Nothing in the entries may be dropped: restate them word for word.

ENTRIES PROVIDED below:

Issue #511, opened 2023-12-19
Updates to segmented control component


aguscruiz:
- [ ] Changed the rounded corner values for the internal element and external container.
- [ ] Changed padding for both elements and sizing.
- [ ] Added elevation/01 to active state

https://www.figma.com/file/g8Z0q6TMPYDq6zXh9Y7LWD/%F0%9F%8C%8E-Universal?type=design&node-id=7719%3A15980&mode=design&t=VHhtLpJltP9ac2IA-1

Issue #510, opened 2023-12-19
Update button shapes and paddings


aguscruiz:
Updated the shape of buttons in all sizes.

- [ ] Different button sizes now have different rounded corner values.
- [ ] Paddings were updated for all the sizes.
- [ ] This affects regular buttons and icon only buttons.

https://www.figma.com/file/g8Z0q6TMPYDq6zXh9Y7LWD/%F0%9F%8C%8E-Universal?type=design&node-id=278%3A12159&mode=design&t=VHhtLpJltP9ac2IA-1

PR #523, opened 2024-01-10
Updates components to rounded rectangle style

### LINKED ISSUE #514: Dropdown updates
- [ ] Updated rounded corner values for each size to match button values
- [ ] Updated heights of the actual inputs to match button values

https://www.figma.com/file/g8Z0q6TMPYDq6zXh9Y7LWD/%F0%9F%8C%8E-Universal?type=design&node-id=195%3A7599&mode=design&t=VHhtLpJltP9ac2IA-1

### LINKED ISSUE #567: Text field updates
- [ ] Updated rounded corner values for each size to match button values
- [ ] Updated heights of the actual inputs to match button values

https://www.figma.com/file/g8Z0q6TMPYDq6zXh9Y7LWD/%F0%9F%8C%8E-Universal?type=design&node-id=195%3A7599&mode=design&t=VHhtLpJltP9ac2IA-1

AlanBreck:
Resolves https://github.com/brave/leo/issues/510
Resolves https://github.com/brave/leo/issues/511
Resolves https://github.com/brave/leo/issues/528
Resolves #567
Resolves #514

NOTE: this should be rebased and not squashed.

### DIFF
--- a/src/components/button/button.svelte
+++ b/src/components/button/button.svelte
@@ -136,6 +136,7 @@
     justify-content: center;
     align-items: center;
     cursor: pointer;
+    box-sizing: border-box;
     -webkit-tap-highlight-color: transparent;
     transition:
       background 0.12s ease-in-out,
--- a/src/components/button/button.svelte
+++ b/src/components/button/button.svelte
@@ -74,17 +74,17 @@
   {...$$restProps}
 >
   {#if isLoading}
-    {#if $$slots.loading}
-      <slot name="loading" />
-    {:else if !fab}
-      <div>
+    <div class:content={!fab}>
+      {#if $$slots.loading}
+        <slot name="loading" />
+      {:else if !fab}
         <slot>Leo Button</slot>
-      </div>
-    {/if}
+      {/if}
+    </div>
     <ProgressRing />
   {:else}
     <slot name="icon-before" />
-    <div>
+    <div class:content={!fab}>
       <slot>Leo Button</slot>
     </div>
     <slot name="icon-after" />
@@ -133,7 +133,6 @@
     --leo-progressring-color: var(--icon-color);
 
     display: flex;
-    gap: var(--icon-gap);
     justify-content: center;
     align-items: center;
     cursor: pointer;
@@ -152,6 +151,10 @@
 
     &.fab {
       max-width: max-content;
+    }
+
+    .content {
+      padding: 0 var(--icon-gap);
     }
   }
 
--- a/src/components/button/button.svelte
+++ b/src/components/button/button.svelte
@@ -328,13 +328,22 @@
     --icon-color: var(--color);
   }
   .leoButton.isPlain {
-    --padding-x: 2px;
     --primary-color: var(--leo-button-color, var(--leo-color-primitive-primary-60));
     --color: var(--mixed-primary-color);
     --box-shadow-hover: none;
+    --bg-hover-mix: 5%;
 
     @theme (dark) {
       --primary-color: var(--leo-button-color, var(--leo-color-primitive-primary-40));
+      --bg-hover-mix: 10%;
+    }
+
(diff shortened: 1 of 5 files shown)


src/components/segmentedControl/segmentedControl.svelte
```diff
@@ -39,10 +39,16 @@
...
+        function setPill(t: number) {
+          const timeDiff = t - zero;
           pillWidth = controlItem.getBoundingClientRect().width
           pillPosition = controlItem.offsetLeft
-        })
+          if (timeDiff < 1000) {
+            window.requestAnimationFrame(setPill)
+          }
+        }
+        window.requestAnimationFrame(setPill)
```
AlanBreck, line 51: This may not be a great way to do this, but I'm running into a problem where the initial width isn't _quite_ large enough, so the theory here is to repeatedly request an animation for reasonably long enough period to assume the final width is correct.

aguscruiz (commented):
So cool to see this, couple comments:

- [x] The hero button has an old gradient on hover, instead of darkening the current gradient with the calculation we had set up.
- [ ] About the border radius, I'm gonna leave a link here for discussing later. What I did on the buttons is this weird calculation to smooth the borders (in Figma) but that doesn't come across in straight css it seems. Let me know later, maybe in tomorrow's call, if this is something we can do https://css-houdini.rocks/smooth-corners/ (Search squircle in css for more). 

It's a silly thing to notice, but I promise it makes all the difference on how sleek they look

The rest looks great

aguscruiz (commented):
Looks like the Jumbo buttons are much bigger than what's intended.
In Figma they're 60x60. 

image

-------------------

Same is happening with the rest of the sizes, they seem to be way bigger

AlanBreck:
@aguscruiz, thanks for catching! This should now be resolved. Note that with the incorrect padding removed on icon-only buttons, but hover effect no longer looked good on `plain`/`plain-faint` buttons, so I removed.

aguscruiz (commented):
Sorry, one more comment I didn't catch before. I think the non-plain buttons have their transitions to hover animated, and the plain variants don't 🥺

AlanBreck:
> Sorry, one more comment I didn't catch before. I think the non-plain buttons have their transitions to hover animated, and the plain variants don't 🥺

`plain` buttons are actually currently transitioning the same as non-plain, but `plain-faint` is not. Working on a fix.

src/components/button/button.svelte
```diff
@@ -321,43 +336,85 @@
...
+          var(--primary-color) var(--bg-hover-mix),
+          var(--foreground)
+        );
+        transition: var(--default-transition);
+        opacity: 0.01;
+      }
+
+      &:hover::before {
+        opacity: 1;
+      }
```
AlanBreck, line 412: Note that since `plain-faint` relies on `currentColor`, transitions are working, so I'm using a pseudo element instead in order to transition the opacity of the element instead of the background color.

AlanBreck:
Button size when an `<a>` is really tall.

Sizes of inputs and buttons do not match.

fallaciousreasoning:
@petemill @aguscruiz we should decide how we want to land this in Brave Core. Do we need to update all the native buttons there before this lands? Otherwise it's going to be a bit odd having square buttons some places and round ones in others

aguscruiz:
Ideally, if we can somehow change all the native buttons to squircle too, that'd be a huge win. But there are also other changes to be made, like the overall use of orange being replaced with blurple. 

But, we can do it incrementally. let me know what you think will be better

AlanBreck:
@fallaciousreasoning, by updating the `formItem` component for the `Input`, did that also update the `Dropdown`s, and therefore resolve https://github.com/brave/leo/issues/514?

fallaciousreasoning:
Should have, yeah :smile:

fallaciousreasoning (approved):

End of ENTRIES PROVIDED.

SOLUTION BELOW:
Issue #511, opened 2023-12-19
Updates to segmented control component


aguscruiz:
- [ ] Changed the rounded corner values for the internal element and external container.
- [ ] Changed padding for both elements and sizing.
- [ ] Added elevation/01 to active state

https://www.figma.com/file/g8Z0q6TMPYDq6zXh9Y7LWD/%F0%9F%8C%8E-Universal?type=design&node-id=7719%3A15980&mode=design&t=VHhtLpJltP9ac2IA-1

Issue #510, opened 2023-12-19
Update button shapes and paddings


aguscruiz:
Updated the shape of buttons in all sizes.

- [ ] Different button sizes now have different rounded corner values.
- [ ] Paddings were updated for all the sizes.
- [ ] This affects regular buttons and icon only buttons.

https://www.figma.com/file/g8Z0q6TMPYDq6zXh9Y7LWD/%F0%9F%8C%8E-Universal?type=design&node-id=278%3A12159&mode=design&t=VHhtLpJltP9ac2IA-1

PR #523, opened 2024-01-10
Updates components to rounded rectangle style

### LINKED ISSUE #514: Dropdown updates
- [ ] Updated rounded corner values for each size to match button values
- [ ] Updated heights of the actual inputs to match button values

https://www.figma.com/file/g8Z0q6TMPYDq6zXh9Y7LWD/%F0%9F%8C%8E-Universal?type=design&node-id=195%3A7599&mode=design&t=VHhtLpJltP9ac2IA-1

### LINKED ISSUE #567: Text field updates
- [ ] Updated rounded corner values for each size to match button values
- [ ] Updated heights of the actual inputs to match button values

https://www.figma.com/file/g8Z0q6TMPYDq6zXh9Y7LWD/%F0%9F%8C%8E-Universal?type=design&node-id=195%3A7599&mode=design&t=VHhtLpJltP9ac2IA-1

AlanBreck:
Resolves https://github.com/brave/leo/issues/510
Resolves https://github.com/brave/leo/issues/511
Resolves https://github.com/brave/leo/issues/528
Resolves #567
Resolves #514

NOTE: this should be rebased and not squashed.

### DIFF
--- a/src/components/button/button.svelte
+++ b/src/components/button/button.svelte
@@ -136,6 +136,7 @@
     justify-content: center;
     align-items: center;
     cursor: pointer;
+    box-sizing: border-box;
     -webkit-tap-highlight-color: transparent;
     transition:
       background 0.12s ease-in-out,
--- a/src/components/button/button.svelte
+++ b/src/components/button/button.svelte
@@ -74,17 +74,17 @@
   {...$$restProps}
 >
   {#if isLoading}
-    {#if $$slots.loading}
-      <slot name="loading" />
-    {:else if !fab}
-      <div>
+    <div class:content={!fab}>
+      {#if $$slots.loading}
+        <slot name="loading" />
+      {:else if !fab}
         <slot>Leo Button</slot>
-      </div>
-    {/if}
+      {/if}
+    </div>
     <ProgressRing />
   {:else}
     <slot name="icon-before" />
-    <div>
+    <div class:content={!fab}>
       <slot>Leo Button</slot>
     </div>
     <slot name="icon-after" />
@@ -133,7 +133,6 @@
     --leo-progressring-color: var(--icon-color);
 
     display: flex;
-    gap: var(--icon-gap);
     justify-content: center;
     align-items: center;
     cursor: pointer;
@@ -152,6 +151,10 @@
 
     &.fab {
       max-width: max-content;
+    }
+
+    .content {
+      padding: 0 var(--icon-gap);
     }
   }
 
--- a/src/components/button/button.svelte
+++ b/src/components/button/button.svelte
@@ -328,13 +328,22 @@
     --icon-color: var(--color);
   }
   .leoButton.isPlain {
-    --padding-x: 2px;
     --primary-color: var(--leo-button-color, var(--leo-color-primitive-primary-60));
     --color: var(--mixed-primary-color);
     --box-shadow-hover: none;
+    --bg-hover-mix: 5%;
 
     @theme (dark) {
       --primary-color: var(--leo-button-color, var(--leo-color-primitive-primary-40));
+      --bg-hover-mix: 10%;
+    }
+
(diff shortened: 1 of 5 files shown)


src/components/segmentedControl/segmentedControl.svelte
```diff
@@ -39,10 +39,16 @@
...
+        function setPill(t: number) {
+          const timeDiff = t - zero;
           pillWidth = controlItem.getBoundingClientRect().width
           pillPosition = controlItem.offsetLeft
-        })
+          if (timeDiff < 1000) {
+            window.requestAnimationFrame(setPill)
+          }
+        }
+        window.requestAnimationFrame(setPill)
```
AlanBreck, line 51: This may not be a great way to do this, but I'm running into a problem where the initial width isn't _quite_ large enough, so the theory here is to repeatedly request an animation for reasonably long enough period to assume the final width is correct.

aguscruiz (commented):
So cool to see this, couple comments:

- [x] The hero button has an old gradient on hover, instead of darkening the current gradient with the calculation we had set up.
- [ ] About the border radius, I'm gonna leave a link here for discussing later. What I did on the buttons is this weird calculation to smooth the borders (in Figma) but that doesn't come across in straight css it seems. Let me know later, maybe in tomorrow's call, if this is something we can do https://css-houdini.rocks/smooth-corners/ (Search squircle in css for more). 

It's a silly thing to notice, but I promise it makes all the difference on how sleek they look

The rest looks great

aguscruiz (commented):
Looks like the Jumbo buttons are much bigger than what's intended.
In Figma they're 60x60. 

image

-------------------

Same is happening with the rest of the sizes, they seem to be way bigger

AlanBreck:
@aguscruiz, thanks for catching! This should now be resolved. Note that with the incorrect padding removed on icon-only buttons, but hover effect no longer looked good on `plain`/`plain-faint` buttons, so I removed.

aguscruiz (commented):
Sorry, one more comment I didn't catch before. I think the non-plain buttons have their transitions to hover animated, and the plain variants don't 🥺

AlanBreck:
> Sorry, one more comment I didn't catch before. I think the non-plain buttons have their transitions to hover animated, and the plain variants don't 🥺

`plain` buttons are actually currently transitioning the same as non-plain, but `plain-faint` is not. Working on a fix.

src/components/button/button.svelte
```diff
@@ -321,43 +336,85 @@
...
+          var(--primary-color) var(--bg-hover-mix),
+          var(--foreground)
+        );
+        transition: var(--default-transition);
+        opacity: 0.01;
+      }
+
+      &:hover::before {
+        opacity: 1;
+      }
```
AlanBreck, line 412: Note that since `plain-faint` relies on `currentColor`, transitions are working, so I'm using a pseudo element instead in order to transition the opacity of the element instead of the background color.

AlanBreck:
Button size when an `<a>` is really tall.

Sizes of inputs and buttons do not match.

fallaciousreasoning:
@petemill @aguscruiz we should decide how we want to land this in Brave Core. Do we need to update all the native buttons there before this lands? Otherwise it's going to be a bit odd having square buttons some places and round ones in others

aguscruiz:
Ideally, if we can somehow change all the native buttons to squircle too, that'd be a huge win. But there are also other changes to be made, like the overall use of orange being replaced with blurple. 

But, we can do it incrementally. let me know what you think will be better

AlanBreck:
@fallaciousreasoning, by updating the `formItem` component for the `Input`, did that also update the `Dropdown`s, and therefore resolve https://github.com/brave/leo/issues/514?

fallaciousreasoning:
Should have, yeah :smile:

fallaciousreasoning (approved):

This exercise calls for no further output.